David’s Fame in Israel and His Friendship with Jonathan (1 Samuel 18:1-7)

We find in 1 Samuel 18 one of the great and enduring examples of friendship in the Scriptures. Though their backgrounds were dissimilar, David’s friendship with Jonathan, King Saul’s son, is a model of brotherly love and self-sacrifice (1 Samuel 18:1-4). 

David had proven himself in battles with the Philistines and was beloved by the men he led in battle. He had slain Goliath, the champion of the Philistines, and Jonathan had seen in him the faith and courage of one with whom he established a lifetime bond. We read, “Jonathan and David made a covenant because he loved him as his own soul” (1 Samuel 18:3). In a display of humility and patriotic fervor, “Jonathan stripped himself of the robe that was upon him and gave it to David, and his garments, even to his sword, and to his bow, and to his girdle” (1 Samuel 18:4). 

The shepherd of Bethlehem was no longer a shepherd or a mere court musician. He was the intimate friend of the prince of Israel, numbered among the king’s inner circle, and celebrated as a mighty warrior (1 Samuel 18:5-7).

King Saul’s Hatred and Fear of David (1 Samuel 18:8-27)

With the Spirit of the LORD upon him, David’s valor on the battlefield inspired songs of praise in Israel and provoked Saul to envy him and seek his death (1 Samuel 18:8-12). Yet, despite the growing animosity of the king, “David behaved himself wisely in all his ways; and the Lord was with him. 15Wherefore when Saul saw that he behaved himself very wisely, he was afraid of him. 16But all Israel and Judah loved David, because he went out and came in before them” (1 Samuel 18:14-16).
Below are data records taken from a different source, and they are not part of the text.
PR #1640, opened 2018-05-08
Increased max memory allocation pool for maven-surfire which is what…

zmoore-usgs:
…includes jacoco which is where the memory issue seems to be occurring on Jenkins.

### DIFF
--- a/pom.xml
+++ b/pom.xml
@@ -486,7 +486,7 @@
 				<artifactId>maven-surefire-plugin</artifactId>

Remembering his promise to give a daughter to be the wife of the man who slew Goliath (1 Samuel 17:25), the king feigned friendship with David and offered his eldest daughter to be his wife (1 Samuel 18:17-19). That offer failed, perhaps because David realized he lacked the resources to honor the king with a dowry worthy of the royal family (1 Samuel 18:18). Later, when Saul understood his second daughter, Michal, “loved David” (1 Samuel 18:20), the sly king renewed his scheme. He hoped David might be slain when he required the deaths of a hundred Philistines as his gift to the king (1 Samuel 18:25). 

David accepted the bloody proposal (1 Samuel 18:25-26) and promptly slew two hundred Philistines (1 Samuel 18:27), and “Saul gave him Michal his daughter to wife” (1 Samuel 18:27b). 

Closing thoughts:

In closing, let us take a moment and consider David’s integrity. We read that David “behaved himself more wisely than all the servants of Saul; so that his name was much set by” (1 Samuel 18:30). Surely, that should be the aspiration of all believers–that we would be, like David, men and women of faith whose godly character and integrity remain constant amid promotions or unfair demotions.